Resume is packaging; code is truth. 简历是包装,代码是真相。
A Claude skill that turns "evaluating an engineering / AI job candidate" into a repeatable, source-level due-diligence SOP: instead of trusting the résumé, it clones the candidate's GitHub, reads the actual source code, verifies who really wrote it (via git history), checks the work against a role's anti-indicator list, tells a real system apart from a thin wrapper ("套壳"), assesses genuinely AI-Native thinking, weighs potential & retention by year-of-study × major, and produces an evidence-backed ranking — plus interview questions tailored to the candidate's real projects, a one-page scorecard, and a pre-screen script.
Anyone can polish a résumé. Reading the résumé and judging from it is letting the candidate grade themselves. This skill shifts the question from "what do they claim" to "which claim survives a look at the source, and which one collapses on inspection."
candidate-source-audit/
├── SKILL.md # 8-step SOP + quick tells + output format
├── scripts/
│ ├── find_github.py # locate the real account (dead links, renames, email-derived handles, variants)
│ └── github_enum.py # enumerate repos + telltale metadata (fork ratio, size, recency)
└── references/
├── rubric.md # the judgment core: dimensions · shell-vs-system tells · anti-indicators · AI-Native · potential · "unverifiable ≠ fabricated"
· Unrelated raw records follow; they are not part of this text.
PR #71, opened 2019-02-12
authenticate-from-token

ohadbitt:
authenticate-from-token

### DIFF
--- a/data/src/main/java/com/microsoft/azure/kusto/data/AadAuthenticationHelper.java
+++ b/data/src/main/java/com/microsoft/azure/kusto/data/AadAuthenticationHelper.java
@@ -36,7 +36,7 @@ public class AadAuthenticationHelper {
         AAD_APPLICATION_KEY,
         AAD_DEVICE_LOGIN,
         AAD_APPLICATION_CERTIFICATE,
-        AAD_USER_TOKEN
+        AAD_ACCESS_TOKEN
     }
 
     public AadAuthenticationHelper(@NotNull ConnectionStringBuilder csb) throws URISyntaxException {
@@ -55,7 +55,7 @@ public class AadAuthenticationHelper {
             clientCredential = new ClientCredential(csb.getApplicationClientId(), null);
             authenticationType = AuthenticationType.AAD_APPLICATION_CERTIFICATE;
         } else if (StringUtils.isNotBlank(csb.getAccessToken())) {
-            authenticationType = AuthenticationType.AAD_USER_TOKEN;
+            authenticationType = AuthenticationType.AAD_ACCESS_TOKEN;
             accessToken = csb.getAccessToken();
         } else {
             authenticationType = AuthenticationType.AAD_DEVICE_LOGIN;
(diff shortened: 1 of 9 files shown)


data/src/test/java/com/microsoft/azure/kusto/data/ConnectionStringBuilderTest.java
```diff
@@ -118,4 +118,22 @@ void createWithAadApplicationCertificate() throws CertificateException, Operator
...
+                () -> ConnectionStringBuilder
+                        .createWithAadUserTokenAuthentication(null, "token"));
+        Assertions.assertThrows(IllegalArgumentException.class,
+                () -> ConnectionStringBuilder
+                        .createWithAadUserTokenAuthentication("","token"));
+        Assertions.assertThrows(IllegalArgumentException.class,
+                () -> ConnectionStringBuilder
+                        .createWithAadUserTokenAuthentication("resource.uri", null));
+        Assertions.assertThrows(IllegalArgumentException.class,
+                () -> ConnectionStringBuilder
```
toshetah: Can you please add a positive test, where we initiate the CSB with valid token, and we get it when we try?

ohadbitt: we dont do it anywhere else but sure i can

data/src/main/java/com/microsoft/azure/kusto/data/AadAuthenticationHelper.java
```diff
@@ -52,6 +54,9 @@ public AadAuthenticationHelper(@NotNull ConnectionStringBuilder csb) throws URIS
             privateKey = csb.getPrivateKey();
             clientCredential = new ClientCredential(csb.getApplicationClientId(), null);
             authenticationType = AuthenticationType.AAD_APPLICATION_CERTIFICATE;
+        } else if (StringUtils.isNotEmpty(csb.getUserToken())){
```
tamirkamara: I think this should be blank (not empty)

data/src/main/java/com/microsoft/azure/kusto/data/AadAuthenticationHelper.java
```diff
@@ -29,12 +29,14 @@
     private X509Certificate x509Certificate;
     private PrivateKey privateKey;
     private AuthenticationType authenticationType;
+    private String userToken;
```
tamirkamara: I think this should be renamed across all files to **accessToken**

ohadbitt: i used the variable name from our .Net library

tamirkamara: Unless I'm missing something I think that name isn't right on the other implementation.
Look at AadAuthenticationHelper.acquireAccessToken - userToken is actually returned and used as access token.
You can confirm with @toshetah to make sure.

toshetah: The userToken is defined in the connection string builder.
In the AadHelpers it is accessToken.

data/src/test/java/com/microsoft/azure/kusto/data/ConnectionStringBuilderTest.java
toshetah: I meant more like Assertions.Equels(ConnectionStringBuilder           .createWithAadAccessTokenAuthentication("resource.uri","token").getAccessToken(), "token")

├── role-bar.md # the role's bar — a TEMPLATE you customize per role
└── interview-and-prescreen.md # interview-question design · one-page scorecard · informal pre-screen script
Drop the folder into your skills directory:
git clone https://github.com/Zion74/candidate-source-audit.git \
~/.claude/skills/candidate-source-auditIt then auto-triggers whenever you ask Claude to screen / evaluate / vet / rank a candidate, or
paste a résumé + GitHub. You can also invoke it explicitly with /candidate-source-audit.
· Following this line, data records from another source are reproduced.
PR #82, opened 2019-04-18
ingestWithTagsPropeties

ohadbitt:
ingestWithTagsPropeties


ingest/src/main/java/com/microsoft/azure/kusto/ingest/IngestionProperties.java
```diff
@@ -1,5 +1,9 @@
 package com.microsoft.azure.kusto.ingest;
 
+import org.codehaus.jackson.map.ObjectMapper;
```
tamirkamara: Currently this is available through another dependency but should be included in the POM explicitly to avoid problems in the future.

ingest/src/main/java/com/microsoft/azure/kusto/ingest/IngestionProperties.java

Edit references/role-bar.md — that's the yardstick. Put your role's hard requirements and
anti-indicators there; the audit's "fit" and "anti-indicator" judgments follow from it. The shipped
example is a generic "AI Agent Harness" engineering role.
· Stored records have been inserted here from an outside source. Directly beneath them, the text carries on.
PR #83, opened 2019-05-01
reportStatusWithoutSecrets

ohadbitt:
Report table Status Without table sas


ingest/src/main/java/com/microsoft/azure/kusto/ingest/source/BlobSourceInfo.java
```diff
@@ -29,20 +31,24 @@ public void setRawSizeInBytes(long rawSizeInBytes) {
 
     public BlobSourceInfo(String blobPath) {
         this.blobPath = blobPath;
+        this.blobPathWithoutSecrets = blobPath.split(";",2)[0].split("[?]",2)[0];
```
tamirkamara: Isn't it the same to split by the "[?]" without the first part?

```suggestion
        this.blobPathWithoutSecrets = blobPath.split("[?]",2)[0];
```

ingest/src/main/java/com/microsoft/azure/kusto/ingest/source/BlobSourceInfo.java
```diff
@@ -8,6 +8,8 @@
 public class BlobSourceInfo extends AbstractSourceInfo {
 
     private String blobPath;
+    private String blobPathWithoutSecrets;
```
tamirkamara: I suggest not "saving" this property in the object since it's just a simple calculation that doesn't cost much. So maybe just do the calculation in a method on demand...

ingest/src/main/java/com/microsoft/azure/kusto/ingest/source/BlobSourceInfo.java
ohadbitt: i guess u r right 
i took it from the .Net implementation - kusto replaces the '?' with ';' ... but its not relevant here

ingest/src/test/java/com/microsoft/azure/kusto/ingest/IngestClientImplTest.java
```diff
@@ -339,4 +340,16 @@ private String getSampleResultSetDump() {
                 "\"1\",\"leo\"\n\"2\",\"yui\"\n" :
                 "\"1\",\"leo\"\r\n\"2\",\"yui\"\r\n";
     }
+
+    @Test
+    void IngestFromBlob_IngestionReportMethodIsTable_RemovesSecrets() throws Exception {
```
tamirkamara: I would move this test to a new file dedicated to the new class you've created. it then can be scaled down to testing that everything is stripped like you do with the url comparison. No need to do that test here in the main class (IMO)

ingest/src/test/java/com/microsoft/azure/kusto/ingest/IngestClientImplTest.java
```diff
@@ -339,4 +340,16 @@ private String getSampleResultSetDump() {
...
+        BlobSourceInfo blobSourceInfo = new BlobSourceInfo("https://storage.table.core.windows.net/ingestionsstatus20190505?sv=2018-03-28&tn=ingestionsstatus20190505&sig=anAusomeSecret%2FK024xNydFzT%2B2cCE%2BA2S8Y6U%3D&st=2019-05-05T09%3A00%3A31Z&se=2019-05-09T10%3A00%3A31Z&sp=raud", 100);
```
toshetah: I hope it is not a real sas

ingest/src/main/java/com/microsoft/azure/kusto/ingest/SecretsHandler.java
```diff
@@ -0,0 +1,7 @@
+package com.microsoft.azure.kusto.ingest;
+
+class SecretsHandler {
```
toshetah: Maybe SecurityUtils?

ingest/src/test/java/com/microsoft/azure/kusto/ingest/IngestClientImplTest.java
ohadbitt: of course not

ingest/src/main/java/com/microsoft/azure/kusto/ingest/SecurityUtils.java
```diff
@@ -0,0 +1,7 @@
+package com.microsoft.azure.kusto.ingest;
+
+class SecurityUtils {
+    static String removeSecretsFromUrl(String url) {
+        return url.split("[?]", 2)[0];
```
toshetah:
```suggestion
        return url.split("[?]", 2)[0].split("[;]", 2)[0];
```

PR #84, opened 2019-05-12
aadAuthencticatorLocksFix

ohadbitt:
aadAuthencticator Locks Fix


data/src/main/java/com/microsoft/azure/kusto/data/AadAuthenticationHelper.java
```diff
@@ -85,10 +85,13 @@ String acquireAccessToken() throws DataServiceException {
                 acquireToken();
             } else {
                 lastAuthenticationResultLock.lock();
-                if (isTokenExpired()) {
-                    lastAuthenticationResult = acquireAccessTokenByRefreshToken();
+                try{
+                    if (isTokenExpired()) {
+                        lastAuthenticationResult = acquireAccessTokenByRefreshToken();
```
toshetah: Let's also fix the isTokenExpired method.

The two scripts work on their own (no auth needed; GitHub's unauthenticated API allows ~60 req/hr):
python scripts/find_github.py octocat octocat@example.com "The Octocat"
python scripts/github_enum.py <github-handle>This skill evaluates people. Use it only for legitimate hiring/evaluation, only on publicly available material, and keep conclusions evidence-based and fair. "Can't find it" is not proof of fabrication — the rubric explicitly separates private/unfinished from exaggerated/nonexistent (absence of evidence ≠ evidence of absence). The human, not the AI, owns the final call.